No Gallery Hostel “cada quarto conta uma história”. Os do edifício principal são um tributo às diferentes gerações de artistas da cidade.
É igualmente o cenário dos pequenos mercadinhos urbanos, onde se perde até encontrar alguma joia de design artesanal. A livraria Lello, com a sua fachada neogótica, sobressai na Rua das Carmelitas. Homenageia as letras desde 1906 e cerca de 4000 turistas visitam todos os dias esta livraria, uma das mais bonitas do mundo. Muito perto daí encontra-se o BASE, um bar-jardim ao ar livre que o convida a deitar-se ao sol portuense.
Rodeado de verde, o bar-jardim BASE aposta em atividades ao ar livre e num estilo de vida natural e saudável.

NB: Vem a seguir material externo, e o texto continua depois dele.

PR #463, opened 2021-06-01
engine: server: fix missing baselines

Velaron:
Fixes https://github.com/FWGS/xash3d-fwgs/issues/422


a1batross:
Check itself seems do nothing useful.

PR #674, opened 2021-11-15
engine: Add 0.19.2 enttools

xWhitey:


a1batross:
I'm not against enttools in new engine, I think it was one of the reason what made old engine at least fun, but the reason we didn't added this is that @mittorn who wrote enttools had plans on remaking this feature.

SNMetamorph:
> 
> 
> I'm not against enttools in new engine, I think it was one of the reason what made old engine at least fun, but we didn't added this is that @mittorn who wrote enttools had plans on remaking this feature.

So I think even in current state it will be useful, anyway.

engine/server/server.h
```diff
@@ -445,6 +445,10 @@ extern	convar_t		*sv_hostmap;
 extern	convar_t		*sv_validate_changelevel;
 extern	convar_t		*public_server;
 
+// 0.19.2 stuff
```
a1batross, line 448: You don't need to comment "it's from 0.19.2".

Just modernize code a bit and it's ok for new engine.

engine/server/sv_client.c
```diff
@@ -2091,6 +2091,744 @@ static qboolean SV_SendBuildInfo_f( sv_client_t *cl )
 	return true;
 }
 
+edict_t* pfnFindEntityInSphere(edict_t* pStartEdict, const float* org, float flRadius);
```
a1batross, line 2094: Maybe move function definition in server.h, under all sv_game.c definitions?

engine/server/sv_client.c
```diff
@@ -2091,6 +2091,744 @@ static qboolean SV_SendBuildInfo_f( sv_client_t *cl )
...
+
+static edict_t* SV_GetCrossEnt(edict_t* player)
```
a1batross, line 2096: Reformat this patch following our code style: https://github.com/FWGS/xash3d-fwgs/blob/master/CONTRIBUTING.md#code-style

engine/server/sv_client.c
```diff
@@ -2091,6 +2091,744 @@ static qboolean SV_SendBuildInfo_f( sv_client_t *cl )
...
+	SV_ClientPrintf(cl, "flags: 0x%x\n", ent->v.flags);
+	SV_ClientPrintf(cl, "spawnflags: 0x%x\n", ent->v.spawnflags);
+}
+
+void SV_EntSendVars(sv_client_t* cl, edict_t* ent)
+{
+	if (!ent)
+		return;
+	MSG_WriteByte(&cl->netchan.message, svc_stufftext);
+	MSG_WriteString(&cl->netchan.message, va("set ent_last_name \"%s\"\n", STRING(ent->v.targetname)));
```
a1batross, line 2371: Something tells me we don't have "set" command anymore. It's have to be restored.

engine/server/sv_client.c
```diff
@@ -2091,6 +2091,744 @@ static qboolean SV_SendBuildInfo_f( sv_client_t *cl )
...
+	MSG_WriteString(&cl->netchan.message, "ent_getvars_cb\n");
+}
+
+void SV_EntGetVars_f(sv_client_t* cl)
+{
+	edict_t* ent = NULL;
+
+	if (Cmd_Argc() != 2)
+	{
+		SV_ClientPrintf(cl, "Use ent_getvars <index|name|inst>\n");
```
a1batross, line 2390: `S_USAGE "ent_getvars <index|name|inst>\n"`

engine/server/sv_client.c
```diff
@@ -2091,6 +2091,744 @@ static qboolean SV_SendBuildInfo_f( sv_client_t *cl )
...
+*/
+void SV_EntFire_f(sv_client_t* cl)
+{
+	edict_t* ent = NULL;
+	int	i = 1, count = 0;
+	qboolean single; // true if user specified something that match single entity
+
+	if (Cmd_Argc() < 3)
+	{
+		SV_ClientPrintf(cl, "Use ent_fire <index||pattern> <command> [<values>]\n"
```
a1batross, line 2414: Same as above.

engine/server/sv_client.c
```diff
@@ -2091,6 +2091,744 @@ static qboolean SV_SendBuildInfo_f( sv_client_t *cl )
...
+		}
+		else if (!Q_stricmp(Cmd_Argv(2), "angles"))
+		{
+			ent->v.angles[0] = Q_atof(Cmd_Argv(3));
+			ent->v.angles[1] = Q_atof(Cmd_Argv(4));
+			ent->v.angles[2] = Q_atof(Cmd_Argv(5));
+		}
+		else if (!Q_stricmp(Cmd_Argv(2), "setflag"))
+		{
+			ent->v.flags |= 1U << Q_atoi(Cmd_Argv(3));
```
a1batross, line 2624: Use SetBits and BIT macros.

engine/server/sv_client.c
```diff
@@ -2091,6 +2091,744 @@ static qboolean SV_SendBuildInfo_f( sv_client_t *cl )
...
+			SV_ClientPrintf(cl, "flags set to 0x%x\n", ent->v.flags);
+		}
+		else if (!Q_stricmp(Cmd_Argv(2), "clearflag"))
+		{
+			ent->v.flags &= ~(1U << Q_atoi(Cmd_Argv(3)));
```
a1batross, line 2629: Use ClearBits and BIT macros.

engine/server/sv_client.c
```diff
@@ -2091,6 +2091,744 @@ static qboolean SV_SendBuildInfo_f( sv_client_t *cl )
...
+			SV_ClientPrintf(cl, "flags set to 0x%x\n", ent->v.flags);
+		}
+		else if (!Q_stricmp(Cmd_Argv(2), "setspawnflag"))
+		{
+			ent->v.spawnflags |= 1U << Q_atoi(Cmd_Argv(3));
```
a1batross, line 2634: Use SetBits and BIT macros.

engine/server/sv_client.c
```diff
@@ -2091,6 +2091,744 @@ static qboolean SV_SendBuildInfo_f( sv_client_t *cl )
...
+			SV_ClientPrintf(cl, "spawnflags set to 0x%x\n", ent->v.spawnflags);
+		}
+		else if (!Q_stricmp(Cmd_Argv(2), "clearspawnflag"))
+		{
+			ent->v.spawnflags &= ~(1U << Q_atoi(Cmd_Argv(3)));
```
a1batross, line 2639: Use ClearBits and BIT macros.

engine/server/sv_client.c
```diff
@@ -2091,6 +2091,744 @@ static qboolean SV_SendBuildInfo_f( sv_client_t *cl )
...
+*/
+void SV_EntCreate_f(sv_client_t* cl)
+{
+	edict_t* ent = NULL;
+	int	i = 0;
+	string_t classname;
+
+	if (Cmd_Argc() < 2)
+	{
+		SV_ClientPrintf(cl, "Use ent_create <classname> <key1> <value1> <key2> <value2> ...\n");
```
a1batross, line 2702: `S_USAGE "ent_create <classname> <key1> <value1> <key2> <value2> ...\n"`

a1batross (changes requested):

engine/server/sv_client.c
xWhitey: It seems that this method is useless so I just deleted it.

a1batross: It isn't?

The idea is to send new entity parameters like name, origin, class, etc so it can be used in callback alias.

Like this:

```
alias ent_last_cb "echo New entity origin is $ent_last_origin"
ent_create monster_scientist
```

It will print entity origin. AFAIK it's already used in some simple mods.

mittorn:
I think, admin features should be removed from engine as it does not have any admin utils to control it.
User enttools with multiplayer features are already implemented in GGM:
https://github.com/FWGS/hlsdk-xash3d/blob/gravgun/dlls/enttools.cpp
BTW, look at updated function:
https://github.com/FWGS/hlsdk-xash3d/blob/gravgun/dlls/enttools.cpp#L153
engine implementation is very buggy now.
engine enttools are useful for modders and engine developers to use with unmodified server code. It still not merged because it is very depended on scripting (cmd_scripting) which is removed from new engine and i doubt it really needed in such limited way
Modern engines integrating complex languages like lua for scripting, but it will break compatibility with configs

a1batross:
cmd_scripting is available in new engine

SNMetamorph:
Can this be merged in soon time?

PR #750, opened 2022-01-31
engine: implement support for secured client dlls

kungfulon:
Mainly for loading DoD (latest Steam version). Besides VGUI2 and filesystem_stdio, DoD calls some `dst` functions which are given by the engine through `F` function. I used a new define to not break compatibility with current `GetClientAPI` export.

### DIFF
--- a/engine/client/cl_game.c
+++ b/engine/client/cl_game.c
@@ -3932,6 +3932,8 @@ void CL_UnloadProgs( void )
 	Cmd_Unlink( CMD_CLIENTDLL );
 }
 
+void GetSecuredClientAPI( CL_EXPORT_FUNCS F );
+
 qboolean CL_LoadProgs( const char *name )
 {
 	static playermove_t		gpMove;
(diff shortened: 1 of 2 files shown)


a1batross:
I don't think this should be hidden under macro. Only F export actually tells us if we need APIProxy stubs, so it must be safe for compatibility.

kungfulon:
Yeah for the stubs themselves, macro guard is unneeded. But my concern is the `cldll_func_s` struct where there're some new fwgs extensions (need to insert 2 more functions before these). Also, do you want to check for both `F` and `GetClientAPI`? Or we should just go with `F`?

a1batross:
`F` is a Valve's proprietary export, seems to be some kind of leftover of encrypted DLLs or VAC. I'm still not sure is it even supposed to give client interface.

`GetClientAPI` is Xash specific and only used in XashXT and Paranoia 2 for now. Though we can use it and extend in the future.

It's probably better to have two versions of `cl_dll_funcs_t` structure. First for compatibility with `F` and second for `GetClientAPI` and to use internally like with `clgame.dllFuncs`.

kungfulon:
Yeah I agree. I modified the patch, which now looks for `F` if it cannot find `GetClientAPI`, and map the exports accordingly.

a1batross (approved):

a1batross:
Yep, looks fine to me.

This security module is a completely insane thing. I think it's fine if we leave this on this level.

PR #776, opened 2022-02-22
engine: workaround -Wstringop-overflow

hgkjshegfskef:
```
GCC 11.1 produces -Wstringop-overflow warnings on Linux, e.g.:

./engine/client/cl_parse.c:1173:17: warning: ‘memset’ writing 340 bytes
into a region of size 0 overflows the destination [-Wstringop-overflow=]
 1173 |        memset( &ent->prevstate, 0, sizeof( ent->prevstate ));
      |        ^~~~~~~~~~~~~~~~~~~~~~~~~~~~~~~~~~~~~~~~~~~~~~~~~~~~~

Explicitly checking whether the pointer that is to be written into is
not null works it around.
```

### DIFF
--- a/engine/client/cl_parse.c
+++ b/engine/client/cl_parse.c
@@ -1170,7 +1170,8 @@ void CL_ParseBaseline( sizebuf_t *msg )
 			Host_Error( "CL_AllocEdict: no free edicts\n" );
 
 		ent = CL_EDICT_NUM( newnum );
-		memset( &ent->prevstate, 0, sizeof( ent->prevstate ));
+		if ( ent ) // workaround -Wstringop-overflow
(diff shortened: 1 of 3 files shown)


lewa-j:
Probably better to put under the condition all the code that uses `ent`, not just memset.

a1batross:
Thanks for the patch!

However, `CL_EDICT_NUM` shouldn't return NULL. Albeit there is a line `return NULL`, it goes into `Host_Error` which will either shut down the engine or abort the current frame. SV_InitEdict also has an assertion for NULL.

Thus, NULL checks don't make any sense. Compiler is probably giving you a false-positive, GCC diagnostics are known to be buggy sometimes. Better disable them in your build (`-Wno-stringop-overflow`) or upgrade the compiler.

PR #795, opened 2022-03-12
engine: common: imagelib: fixed loading BMP files with v4/v5 header formats

SNMetamorph:


engine/common/imagelib/img_bmp.c
```diff
@@ -53,9 +53,9 @@ qboolean Image_LoadBMP( const char *name, const byte *buffer, fs_offset_t filesi
 		return false;
 	}
 
-	if( bhdr.bitmapHeaderSize != 0x28 )
+	if(!( bhdr.bitmapHeaderSize == 40 || bhdr.bitmapHeaderSize == 108 || bhdr.bitmapHeaderSize == 124 ))
 	{
-		Con_DPrintf( S_ERROR "Image_LoadBMP: invalid header size %i\n", bhdr.bitmapHeaderSize );
+		Con_DPrintf( S_WARN "Image_LoadBMP: %s have non-standard header size %i\n", name, bhdr.bitmapHeaderSize );
```
a1batross, line 58: Let's keep it as error. Imagelib refuses to load such files anyway

a1batross (changes requested):

engine/common/imagelib/img_bmp.c
SNMetamorph: Hm, maybe instead just try to load file? It looks like a more versatile solution.

a1batross: No, it's not a good idea to pass potentially broken images and will lead to random bugs.

a1batross (changes requested):

engine/common/imagelib/img_bmp.c
SNMetamorph: Ok

PR #805, opened 2022-03-25
Vulkan

benadhit:


a1batross:
If you want to work on Vulkan renderer, there is https://github.com/w23/xash3d-fwgs.

It does RTX in the first place, but has unfinished rasterizing mode.

PR #827, opened 2022-04-10
engine: keydefs: fixed mouse buttons code to match GoldSrc

SNMetamorph:


a1batross:
How they were that different?

SNMetamorph:
MOUSE2 and MOUSE3 were mixed up

a1batross:
Well, I'm wondering how this even happened. Anyway, I've checked and indeed they were mixed up. Thanks for the fix!

PR #830, opened 2022-04-12
Fixed TriAPI WorldToScreen behavior to match GoldSrc

SNMetamorph:
Tested
@a1batross

### DIFF
--- a/engine/client/cl_game.c
+++ b/engine/client/cl_game.c
@@ -3178,16 +3178,7 @@ convert world coordinates (x,y,z) into screen (x, y)
 */
 int TriWorldToScreen( const float *world, float *screen )
 {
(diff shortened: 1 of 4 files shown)


a1batross:
Seems fine to me. 

But since we don't need TriWorldToScreen wrapper, can you get rid of it? See CL_FillTriAPIFromRef function in ref_common.c file.

SNMetamorph:
Ok why not

SNMetamorph:
I have looked and not sure should I do that or not. Because TriWorldToScreen is widely used across all code, therefore I should remove all this references and it causes many file changes. Is it worth it?

a1batross:
It can be separate patch then, thanks!

PR #841, opened 2022-05-04
engine: common: made check for Blue Shift maps format more reliable

### LINKED ISSUE #835: BSPGuy and "Bad Normal for Plane" Error Messages
The story with this error is that whilst I am editing some of the Life's End maps for example, in order to crossover content from Half-Life: Absolute Zero, with XASH 3D FWGS occasionally causes plane errors on the map I've edited, which caused the game to automatically disconnect, and when I try to type in the same map with this issue, it crashes the whole game.

Untitled
[New WinRAR ZIP archive.zip](https://github.com/FWGS/xash3d-fwgs/files/8519619/New.WinRAR.ZIP.archive.zip)

SNMetamorph:
Should fix #835, but also fixes issues with other maps

### DIFF
--- a/engine/common/mod_bmodel.c
+++ b/engine/common/mod_bmodel.c
@@ -2785,8 +2785,7 @@ qboolean Mod_LoadBmodelLumps( const byte *mod_base, qboolean isworld )
 	if( header->version == HLBSP_VERSION )
 	{
 		// only relevant for half-life maps
-		if( header->lumps[LUMP_ENTITIES].fileofs <= 1024 &&
-			(header->lumps[LUMP_ENTITIES].filelen % sizeof( dplane_t )) == 0 )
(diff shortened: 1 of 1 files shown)


a1batross:
No, no, we shouldn't do this. Even if it fixes this case in #835, such check also breaks the usage of bshift maps outside bshift and normal Half-Life maps in bshift. Thus also opening a Pandora Box of horrible mods like Blue Shift Unlocked.

nekonomicon:
Also, some people can try to play multiplayer with barney.

a1batross:
We probably can validate the lumps before continuing loading the level. And if data mismatch, then it's probably swapped. And even if this doesn't help, then it's not Blue Shift case and probably broken BSP.

SNMetamorph:
Superceded by #842

PR #842, opened 2022-05-05
engine: common: make blue-shift map detect more robust

a1batross:
Better version of #841


a1batross:
cc @SNMetamorph @nekonomicon

a1batross:
TestBmodelLumps only used for auto-completion code, where only 1kb of map is loaded, so we only validating it's length, without validating lump data. Which in current version of loader (without any file length checks!!! >_<) can crash the engine.

PR #848, opened 2022-05-08
Fix console attaching to existing

zgdump:
## Описание

Исправляет создание новой консоли, если Xash запускается из командной строки.

Сначала происходит вызов `AttachConsole` и только если он завершается ошибкой, вызывается `AllocConsole`

## Скриншот

Было:

image

Стало:

image

## Баги

- [x] После запуска движок убивает консоль, даже если мы запускались из командной строки
- [x] Восстановление заголовка после закрытия движка
- [x] Отображение prompt и нормализация положения курсора

### DIFF
--- a/engine/platform/win32/con_win.c
+++ b/engine/platform/win32/con_win.c
@@ -581,6 +581,8 @@ destroy win32 console
 */
 void Wcon_DestroyConsole( void )
 {
+	int return_key = VK_RETURN;
+
 	// last text message into console or log
 	Con_Reportf( "Sys_FreeLibrary: Unloading xash.dll\n" );
 
@@ -595,6 +597,7 @@ void Wcon_DestroyConsole( void )
 	if( s_wcd.is_attached )
 	{
 		SetConsoleTitle( &s_wcd.old_title );
+		SendMessage( s_wcd.hWnd, WM_CHAR, &return_key, 0 );
 	}
 
 	FreeConsole();
--- a/engine/platform/win32/con_win.c
+++ b/engine/platform/win32/con_win.c
@@ -494,6 +494,8 @@ create win32 console
 */
 void Wcon_CreateConsole( void )
 {
+	qboolean is_attached;
+
 	if( Sys_CheckParm( "-log" ))
 		s_wcd.log_active = true;
 
@@ -509,7 +511,11 @@ void Wcon_CreateConsole( void )
 		s_wcd.log_active = true; // always make log
 	}
 
-	AllocConsole();
+	is_attached = ( AttachConsole( ATTACH_PARENT_PROCESS ) != 0 );
+	
+	if( !is_attached )
+		AllocConsole();
+
 	SetConsoleTitle( s_wcd.title );
 	SetConsoleCP( CP_UTF8 );
 	SetConsoleOutputCP( CP_UTF8 );
@@ -525,7 +531,8 @@ void Wcon_CreateConsole( void )
 		return;
 	}
 
-	SetWindowPos( s_wcd.hWnd, HWND_TOP, 0, 0, 0, 0, SWP_NOSIZE | SWP_NOREPOSITION | SWP_SHOWWINDOW );
+	if( !is_attached )
+		SetWindowPos( s_wcd.hWnd, HWND_TOP, 0, 0, 0, 0, SWP_NOSIZE | SWP_NOREPOSITION | SWP_SHOWWINDOW );
 
 	// show console if needed
 	if( host.con_showalways )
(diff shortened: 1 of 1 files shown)


engine/platform/win32/con_win.c
```diff
@@ -29,6 +29,9 @@ WIN32 CONSOLE
 
 typedef struct
 {
+	qboolean    is_attached;
+
+	char        old_title[512];
```
a1batross, line 34: You can straight away use types like string, which is usually long enough to store generic strings.

engine/platform/win32/con_win.c
```diff
@@ -568,17 +581,25 @@ destroy win32 console
...
-	if( s_wcd.hWnd )
+	if( !s_wcd.is_attached && s_wcd.hWnd )
 	{
 		ShowWindow( s_wcd.hWnd, SW_HIDE );
 		s_wcd.hWnd = 0;
 	}
 
+	if( s_wcd.is_attached )
+	{
+		SetConsoleTitle( &s_wcd.old_title );
```
a1batross, line 599: You can minimize the scope of return_key variable by defining it's inside a block here, just at the beginning.

Also, I highly doubt that the third parameter of SendMessage is actually just int*. Is it even supposed to be a pointer? MSDN says wParam is just a character code for WM_CHAR.

a1batross (changes requested):

a1batross:
Also, please, follow commit message conventions.

engine/platform/win32/con_win.c
nekonomicon: WPARAM defined as UINT_PTR or uintptr_t.

a1batross: I'm not a Windows programmer you know but everywhere I see, WM_CHAR uses just a key value rather than a pointer. Even in the Wine source!

nekonomicon: Even in the ReactOS %)
`_PTR` suffix means different size on different architectures, not a pointer.

a1batross: I'm talking about the code above, which sends a pointer to a variable located in the stack.

Something really tells me it's just wrong.

zgdump: I thought for a long time and it also seemed wrong to me. But if you remove the pointer, then not a return is sent, but some ^M. The last parameter should be NULL, not 0, but this does not affect anything

zgdump:
I wrote a PR in Russian, but you respond in english. How do you communicate here?)

Let's squash the commits when accepting the PR and name them correctly. Small fixes, I think it's ok

engine/platform/win32/con_win.c
a1batross: ^M is carriage return. As I read in Discord chat, it's only to solve the "missing" command prompt?

How does the pointer get decoded then?

nekonomicon: Try to send just '\n'.
VK_RETURN has the same code as CR in ascii, but code of LF is reserved.
Pointer cause undefined behavior anyway.

zgdump: @nekonomicon 

We have two different behaviors in cmd and powershell.

In cmd, it is enough to send VK_RETURN, and the prompt will be displayed immediately after the log. Nice and neat

Some kind of mess in the powershell. The prompt is drawn over the text when any key is pressed. If I send '\n' as you suggested, then the caret advances to the next line, displaying '>>'. Sending VK_RETURN will display '^M'...

engine/platform/win32/con_win.c
zgdump: Fix in [a70fa30](https://github.com/FWGS/xash3d-fwgs/pull/848/commits/a70fa304ee1e0a1bae1de4a2fb26346578246f56)

engine/platform/win32/con_win.c
a1batross: As a last resort, you can print "Press Enter to continue". xD

SNMetamorph:
Ну как оно? Готовое или нет?

engine/platform/win32/con_win.c
a1batross: @SNMetamorph well, maybe you can help solve the mystery of should wParam be a pointer or a key code, in this discussion.

Or get rid of this nonsense code, which again looks like a workaround of buggy Windows interactive shells and send the other parts.

That's why I always tell PRs should be minimal and solve exactly one problem, and leave debatable stuff to the next patches. Or at least next commit lol.

SNMetamorph: @a1batross I think it's better to get rid of SendMessage and just try to print `\n` with conventional methods.

a1batross:
send a new pr then pls

сб, 12 нояб. 2022 г., 17:56 Vladimir ***@***.***>:

SNMetamorph:
Superceded by #1313

PR #58, opened 2017-07-05
QEMU v7/v8: Use a known working revision

jbech-linaro:
For the 2.5.0 release we found some regressions when running latest on
QEMU. After bisecting we managed to find where the issues where
introduced, they are as follows:

  v8: (e75449a346) target/aarch64: optimize indirect branches
  v7: (8a6b28c7b5) target/arm: optimize indirect branches

There is a fix for that upstream, but apparently that fix does not solve
the problems for TrustZone and therefore we need more time to
investigate it. Because of that we decided to temporarily use the
previous merge commit in QEMU that is working fine on both v7 and v8 and
that is:
  (199e19e) Merge remote-tracking branch 'remotes/mjt/tags/trivial-patches-fetch' into staging

### DIFF
--- a/default.xml
+++ b/default.xml
@@ -28,7 +28,8 @@
 	<project remote="linaro-swg" path="optee_benchmark" name="optee_benchmark.git"/>
 
 	<!-- Temporary use the defined commit since upstream tip didn't work -->
-	<project remote="qemu" path="qemu" name="qemu.git" revision="c5d128ffeb5357df1ea3e6de0c13b3d6a09f6064" />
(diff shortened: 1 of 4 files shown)


jforissier:
Since the selected version is quite recent, I suspect that `<project remote="qemu" path="qemu/dtc" name="dtc.git" />` is needed everywhere (see https://github.com/OP-TEE/manifest/pull/57).

jbech-linaro:
Yes, true, I will fix that. Thanks for catching that.

jforissier:
Thanks.
`Reviewed-by: Jerome Forissier <jerome.forissier@linaro.org>`

PR #70, opened 2017-08-09
travis: Enable hikey960

vchong:
Signed-off-by: Victor Chong <victor.chong@linaro.org>

### DIFF
--- a/.travis.yml
+++ b/.travis.yml
@@ -36,6 +36,7 @@ env:
   - $REPO_PROJ=default
   - $REPO_PROJ=fvp
   - $REPO_PROJ=hikey
+  - $REPO_PROJ=hikey960
   - $REPO_PROJ=juno
   - $REPO_PROJ=mt8173-evb
   - $REPO_PROJ=qemu_v8


jforissier:

vchong:
Tag added. Thanks!

jforissier:
Travis is failing because it expects to find `hikey960_stable.xml`. I suppose that file has to be created.
(But why would the CI script of this project depend on a stable snapshot? Don't we want to test the current state?)

vchong:
So should I create `hikey960_stable.xml`, or wait for @jbech-linaro to comment if we should test current state instead? The latter seems more appropriate.

jforissier:
Yeah, ideally `hikey960_stable.xml` would have to reflect our next (stable) release, so we'd better not create it now. Let's wait before merging this, until we can clarify the purpose of the `_stable` stuff in `.travis.yml`.

jbech-linaro:
Yeah, I too think it is better to wait, hopefully we get somewhere with Linaro CI also soon ...

jforissier:
@jbech-linaro why is Travis testing `_stable`?

jbech-linaro:
> @jbech-linaro why is Travis testing _stable?

Mainly because updates to manifest are most often done when we are releasing, i.e, this was meant to be a way for you to trigger a sanity build test when changing all manifests for a release. Compare that to our "build.git" where we tend to add patches quite often (and therefore doesn't use _stable).

jforissier:
Yeah. To be honest I don't see the point in having _stable manifests. Much better to use tags to identify what is stable (or branches, as I seem to recall that `repo` doesn't know how to check out a tag).
Then Travis could do what it is supposed to do as a CI tool, i.e. build the current state of the Git tree so that PRs can be tested properly.

jbech-linaro:
I think you are right, it was (hate to say it ...) repo that wasn't able to deal with the tags "outside" the manifest that was the issue which made us create stable manifests. If we can change it suite are needs better, then why not? There is a comment at the bottom [here](https://groups.google.com/forum/#!topic/repo-discuss/IBgCUc4QaKg), which suggests using `refs/tags/<tagname>`. I'm pretty sure I tested that too and I couldn't get it to work. But it could be worth double check. If it works, we could get rid of the stable manifests and just tag everything.

igoropaniuk:
@jbech-linaro I think as we have replaced `hello_world` git to `optee_examples` in all manifests, I suppose we should do what you suggested ASAP (as all makefiles in build.git expect that `<repo>/optee_examples` exists), because all further builds will basically fail.

jbech-linaro:
> @jbech-linaro I think as we have replaced hello_world git to optee_examples in all manifests, I suppose we should do what you suggested ASAP

What did I suggest and what do you suggest to change? :) Didn't we conclude that we couldn't use tags?

jforissier:
@jbech-linaro integration should test `foo.xml` not `foo_stable.xml`.

jbech-linaro:
@jforissier , right if we can get it to work (i.e., check out stable tagged manifests using repo). Igor, please give it a try and if it works, then let's switch at next release. Sounds like a plan?

vchong:
@jforissier Ok to merge this now?

jforissier:
@vchong yes

PR #71, opened 2017-09-01
Switch to upstream arm tf

jenswi-linaro:


jenswi-linaro:
Depends on https://github.com/OP-TEE/build/pull/180

jenswi-linaro:
Added patch for Juno also

jforissier:
Nice!

(I'd rather not have the Change-Id tag btw).

jenswi-linaro:
Change-Id tag removed, Acked-by tag added.

PR #73, opened 2017-09-06
travis.xml: use optee_examples instead of hello_world

jforissier:


jbech-linaro:

PR #77, opened 2017-09-16
benchmark: support for HiKey6220 and TI SoCs(am57xx, dra7xx)

igoropaniuk:
Relates to: https://github.com/OP-TEE/build/pull/194
`Signed-off-by: Igor Opaniuk <igor.opaniuk@linaro.org>`

### DIFF
--- a/am57xx.xml
+++ b/am57xx.xml
@@ -19,6 +19,8 @@
 
 	<!-- Linux kernel -->
 	<project remote="ti-linux" path="linux" name="ti-linux-kernel.git" revision="ti-lsk-linux-4.9.y" />
+	<!-- Benchmark app -->
+	<project remote="linaro-swg" path="optee_benchmark" name="optee_benchmark.git" />
 
 	<!-- Sample applications -->
 	<project remote="linaro-swg" path="optee_examples" name="optee_examples.git" revision="master" />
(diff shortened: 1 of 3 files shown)


jbech-linaro:
Even though I've seen it in several places I think it is HiKey 620 and not HiKey 6220 (it comes from HiSilicon Kirin 620 SoC ), @jforissier, do you agree?
Besides that ...

jforissier:
@jbech-linaro correct (as far as I can tell!).

igoropaniuk:
@jbech-linaro @jforissier Pretty interesting that we are using dts with such filename for HiKey620 build `arch/arm64/boot/dts/hisilicon/hi6220-hikey.dts` (Check https://github.com/OP-TEE/build/blob/master/hikey.mk#L157 ). Also I mentioned while ago the same "HiKey6220" title in LAVA device list.

 I guess that both HiKey620 and HiKey6220 stand for the same physical board, no?

jforissier:
Ah, yes, now I understand. The "marketing" name of the SoC is "Kirin 620", but the technical reference (the chip marking) is "Hi6220". So both designations can be considered OK.

igoropaniuk:
Tag applied and rebased, thanks!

Contudo, a rua onde o Porto demonstra definitivamente o seu poder cool é a Miguel Bombarda, da qual se diz ser a rua com mais galerias de arte da Europa. Cafés, workshops, lojas ecológicas, pátios e jardins interiores que se enchem a um sábado, a cada dois meses, quando as galerias inauguram as suas exposições. O catálogo inclui a O! Galeria, dedicada à ilustração portuguesa, a Serpente, onde convivem a pintura e as instalações de videoarte, e a Quadrado Azul, onde também podemos encontrar colagens ou fotografia. A zona está inundada de arte urbana, grafitos, autocolantes e mosaicos. Há ainda espaço para a moda na mundana Muuda, para os pequenos objetos de design na invulgar Águas Furtadas ou para uma refinada cerimónia de chá na Rota do Chá: três andares e um jardim de puro oásis asiático, nunca visto na tradicional capital atlântica.